▶ _WHAT THIS TASK INVOLVES_:
Collect every line in the records below that contains the word "defines".

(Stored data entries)
PR #755, opened 2015-07-10
Additional API for World Management

FerusGrim:
Add methods to delete an unloaded World, as well as a method to retrieve the folder for a World.

### DIFF
--- a/src/main/java/org/spongepowered/api/world/storage/WorldProperties.java
+++ b/src/main/java/org/spongepowered/api/world/storage/WorldProperties.java
@@ -39,6 +39,7 @@ import org.spongepowered.api.world.WorldBorder;
 import org.spongepowered.api.world.difficulty.Difficulty;
 import org.spongepowered.api.world.gen.WorldGeneratorModifier;
 
+import java.io.File;
 import java.util.Collection;
 import java.util.Map;
 import java.util.UUID;
@@ -103,6 +104,13 @@ public interface WorldProperties extends DataSerializable {
      * @return The name
      */
     String getWorldName();
+
+    /**
+     * Gets the directory the files for this world are located.
+     *
+     * @return The directory the files are located in
+     */
+    File getWorldDirectory();
 
     /**
      * Gets the {@link UUID} of the world.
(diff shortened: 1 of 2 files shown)


modwizcode:
Seems about right, thanks.

src/main/java/org/spongepowered/api/world/storage/WorldProperties.java
```diff
@@ -105,6 +106,13 @@
     String getWorldName();
 
     /**
+     * Gets the directory the files for this world are located.
+     *
+     * @return The directory the files are located in
+     */
+    File getWorldDirectory();
+
+    /**
```
jamierocks: what if someone comes up with an elaborate way to store worlds in a database or something that would be very inefficient, but not file-storage?

modwizcode: That would break all our current world code too and would have to be addressed then.

jamierocks: ok.

simon816: @modwizcode yeah but that's only in Sponge's implementation. So far the API has not defined how worlds should be stored so some implementation 'MinecraftAsSQL' may not want to store it in a file system. Just a thought.

FerusGrim: @simon816 Getting the literal location of the world files is important. Whether that be a directory, or some other convoluted madness.

Who's taking on the task of creating this service?

Just an additional two-cents, however - If we're going to go this route of allowing the potential for world-storage that isn't flat-file, that means whatever service defines the world location would also need a standardized way for storing additional data provided by plugins.

jamierocks: The point wasn't that someone is working on this, merely that someone could.

Or couldn't now SpongeAPI assumes it has a directory.

ST-DDT: If we asume the world has a folder. Can we add methods for regions files as well?
Because both ways have been rejected last time this was discussed. For the above reasons.

> Just an additional two-cents, however - If we're going to go this route of allowing the potential for world-storage that isn't flat-file, that means whatever service defines the world location would also need a standardized way for storing additional data provided by plugins.

The plugin could store it in its own folder or database. It is not required to save it in the worlds folder. I really dont like plugins that randomly polute the world folder.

▶ _OUTPUT_:
Just an additional two-cents, however - If we're going to go this route of allowing the potential for world-storage that isn't flat-file, that means whatever service defines the world location would also need a standardized way for storing additional data provided by plugins.
> Just an additional two-cents, however - If we're going to go this route of allowing the potential for world-storage that isn't flat-file, that means whatever service defines the world location would also need a standardized way for storing additional data provided by plugins.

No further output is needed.